BeritaNasional.ID – SITUBONDO JATIM – Dua Pengusaha dari Negara China dan Singapore melakukan survai ke Hatchery, Gudang Pembuatan Kerambah dan lokasi pembenihan milik Balad Grup di Desa Gelung, Kecamatan Panarukan, Kabupaten Situbondo, Jawa Timur. Dan mereka siap membeli Benih Bening Lobster (BBL) dan Hasil Budidaya Lobster, Kerapu, Kerang, Teripang, Anggur Laut, Rumput Laut dan Udang Kipas (LOKETARU) milik PT Bandar Laut Dunia (Balad Grup), Senin (17/02/2025).
Kedatangan pengusaha asal China sebanyak 8 orang dan pengusaha asal Singapore sebanyak 5 orang ke Kabupaten Situbondo tersebut, disambut langsung oleh Owner Balad Grup, HRM Khalilur R Abdullah Sahlawiy dan para direktur serta direksi Balad Grup. “Para pengusaha tersebut melakukan survai ke Hatchery, Gudang Pembuatan Kerambah dan lokasi pembenihan milik Balad Group,” jelas HRM Khalilur R Abdullah Sahlawiy.
Tak hanya itu yang disampaikan Cicit Pangeran Kanduruhan Raja Sumenep, namun dia menegaskan bahwa seluruh biaya dan akomudasi 8 pengusaha dari China dan 5 pengusaha dari Singapore di tanggung oleh dirinya.
“Hari ini kedatangan 8 pengusaha dari China dan 5 pengusaha dari Singapura, Saya undang untuk melihat langsung progres budidaya lobster di Situbondo dan Teluk Kangean Sumenep. Biar mereka tahu bahwa cicit Ken Arok bukan pengusaha Indonesia sembarangan, yang hanya jual omongan tanpa bukti seperti pengusaha lainnya,” tegas Haji Lilur, panggilan akrab HRM Khalilur R Abdullah Sahlawiy.
Tidak hanya itu yang disampaikan, Haji Lilur, tapi dia juga menjelaskan bahwa Balad Grup sudah menyediakan kurang lebih 50 kotak keramba sudah dipersiapkan untuk ditebar 12500 bibit bening lobster (BBL) di Teluk Kangean, Sumenep, Madura.
“Itu tahap awal 50 kerambah untuk tebar 12.500 BBL. Selanjutnya, kita siapkan 10 ribu keramba lagi, kita akan berdayakan pengrajin Mabel di Kabupaten Situbondo untuk membuat kerangka kerambah,” ujar Haji Lilur.
Lebih lanjut, Haji Lilur mengatakan, tujuan kegiatan budidaya lobster tersebut, untuk kemanusiaan bukan untuk memperkaya dirinya sendiri dan Untuk Indonesia menjadi Raja Lobster Dunia.
“Tujuan semua bisnis yang saya bentuk adalah DABATUKA (Bumi Aku Taklukkan Untuk Kemanusiaan). Bisnis saya bukan untuk saya pribadi, tapi untuk semua orang disekitar saya warga Situbondo,” tegas Cicit Ken Arok.
Sementara itu, pantauan media ini di lapangan, sebanyak 13 pengusaha dari dua negara tersebut kagum dengan kelengkapan yang dimilik Balad Grup.

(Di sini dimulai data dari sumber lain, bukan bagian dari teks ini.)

PR #4107, opened 2025-01-29
ensure filenames are not url encoded

### LINKED ISSUE #4082: file selection widget inserts html escaped whitespace in the context
With 3.1, uploading a file with whitespace in the filename works fine. but in an interactive app using the path_selector returns the html escaped value (i.e. with `%20` instead of space).

i'll investigate more later, but does this ring a bell?

johrstrom:
Fixes #4082 by ensuring we URL decode anything that's being saved in the path selector. This also adds a test to confirm.

### DIFF
--- a/apps/dashboard/app/javascript/path_selector/path_selector_data_table.js
+++ b/apps/dashboard/app/javascript/path_selector/path_selector_data_table.js
@@ -184,7 +184,7 @@ export class PathSelectorTable {
   }
 
   setLastVisited(path, pathType = 'd') {
-    const item = { path: path, type: pathType };
+    const item = { path: decodeURI(path), type: pathType };
     if(path) {
       localStorage.setItem(this.storageKey(), JSON.stringify(item));
     }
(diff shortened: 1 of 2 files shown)


HazelGrant (approved):

stdweird:
@johrstrom not to nitpick, but can't the problem only appear from the clickrow code (and thus the decodeURI should only be called there). 
assume there is a file on the file system with uri encoded name (like someone doing a "wget" on a random url), what will the reloadTable code path then set as lastvisited?

johrstrom:
> @johrstrom not to nitpick, but can't the problem only appear from the clickrow code (and thus the decodeURI should only be called there).
assume there is a file on the file system with uri encoded name (like someone doing a "wget" on a random url), what will the reloadTable code path then set as lastvisited?

🤦‍♂️ not a nitpick, sounds like an edge case we need to account for. I'll repoen the original ticket and leave this same comment there.

johrstrom:
Through adding more test cases around filenames that have URL encodings, I think this is actually solved.

PR #4140, opened 2025-02-11
allow redirect to other host in apps#show

### LINKED ISSUE #4139: Redirects to other hosts don't work in 4.0
From discourse: https://discourse.openondemand.org/t/issue-with-unsafe-redirect-error-when-creating-menu-item/3980

Redirects to outside hosts don't work in 4.0.

johrstrom:
Fixes #4139 

While this works and does fix the issue - I'm wondering if it should be behind a feature flag.

### DIFF
--- a/apps/dashboard/app/controllers/apps_controller.rb
+++ b/apps/dashboard/app/controllers/apps_controller.rb
@@ -32,7 +32,7 @@ class AppsController < ApplicationController
       app_url = app_uri.to_s
     end
 
-    redirect_to app_url
+    redirect_to(app_url, allow_other_host: true)
 
   rescue ::OodApp::SetupScriptFailed => e
     #FIXME: should this be 500 error?


johrstrom:
Actually - I think I'm quite sure that "apps" that are actually just URLs to somewhere else should likely just create a correct navbar entry where the `a` (anchor) tag just has the right `href` that is the URL of the app.

This is the more secure way I'm thinking as the user will see the `href` when they hover over it, so they can make the appropriate decision to click it or not. Right now the link is `/pun/sys/dashboard/apps/show` which is not the actual URL.

johrstrom:
> I'm wondering if it should be behind a feature flag.

No feature flag, just use the external URL if it's provided. This way users can make the decision to click it or not because the hover-over URL is the _actual_ url, not `/pun/sys/dashboard/apps/show/<appname>`.

PR #4151, opened 2025-02-14
support for a demo container

johrstrom:
This adds initial support for a demo container. The idea is simple - Lot's of folks need a way to "take a test drive" of OnDemand. This solves that problem.

It's meant to be an all in 1 container that "just works" out of the box with no need for configuration or to read the documentation. You fire it up and you can just use it to explore what OnDemand is and does.

* user is already provided (username `jessie@localhost`, password `owens`) 
* Jupyter app is already provided (I had to write a localhost adapter lol

You build/start it through the rake task `rake demo:start`.  Ultimately this would go to Dockerhub so folks could just pull it from there.

Other things we should do later
* fix the shell app
* write a MOTD
* see if we can support a desktop


johrstrom:
> Will the localhost adaptor be documented / generally available?

Not for the time being. Right now it's just a hack in a container.

adamboutcher:
> > Will the localhost adaptor be documented / generally available?
> 
> Not for the time being. Right now it's just a hack in a container.

I just think it might be handy, there's been a few people mention having that ability on the discourse etc.

PR #4160, opened 2025-02-17
set the PATH so that dbus-launch comes from the OS

### LINKED ISSUE #700: conda installed dbus-launch causes XFCE to fail to start
We've found that user aniconda installations can negatively affect the way desktops start up.

The issue is aniconda setting the `PATH` in a users `~/.bashrc` such that xfce-session (or similar desktop libraries) use _it's_ dbus-session instead of the system installed version.  When this happens, there must be some compatibility issue because the session fails to start, but only gives a generic message like `Failed to connect to socket /tmp/dbus-abc123`.

So I think an easy enough solution is to modify this line
https://github.com/OSC/ondemand/blob/583a955db1dfb4e27f49c99612b00ba4540a6937/apps/bc_desktop/template/desktops/xfce.sh#L40

to 
`PATH=/usr/local/sbin:/usr/local/bin:/usr/sbin:/usr/bin:/sbin:/bin:$PATH xfce-session`
to ensure that a system installed binary will be the first to be found.

johrstrom:
Fixes #700, this time for real.  700 apparently details XFCE. This morning I went to work on something else, choosing MATE and found that it persists. This should actually fix it no matter the desktop.

### DIFF
--- a/apps/bc_desktop/template/script.sh.erb
+++ b/apps/bc_desktop/template/script.sh.erb
@@ -9,7 +9,12 @@ module purge && module restore
 # Ensure that the user's configured login shell is used
 export SHELL="$(getent passwd $USER | cut -d: -f7)"
 
+# use a safe PATH to boot the desktop because dbus-launch can be
+# in another location from a python/conda installation and that will
+# conflict and cause issues. See https://github.com/OSC/ondemand/issues/700 for more.
+SAFE_PATH="/usr/local/bin:/usr/bin:/usr/local/sbin:/usr/sbin:/bin"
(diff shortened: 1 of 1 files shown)


twhitehead:
Just a note that forcing the "regular system paths" actually breaks our system as we don't have mate installed in any of the the regular locations. Would be nice if this only removed user paths. Maybe something like
```
SAFE_PATH=$(echo -n "$PATH" | tr : '\0' | grep -zvE ^"$HOME"'($|/)' | tr '\0' : | head -c -1)
```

Para pengusaha tersebut puas dengan hasil survainya sendiri. Dan besok mereka bersama Tim Balad Grup akan berangkat survai kerambah milik Balad Grup ke teluk Kangean Sumenep menggunakan Kapal Yacht mewah dari Pelabuhan Kalbut Situbondo menuju Teluk Kangen Madura. (*)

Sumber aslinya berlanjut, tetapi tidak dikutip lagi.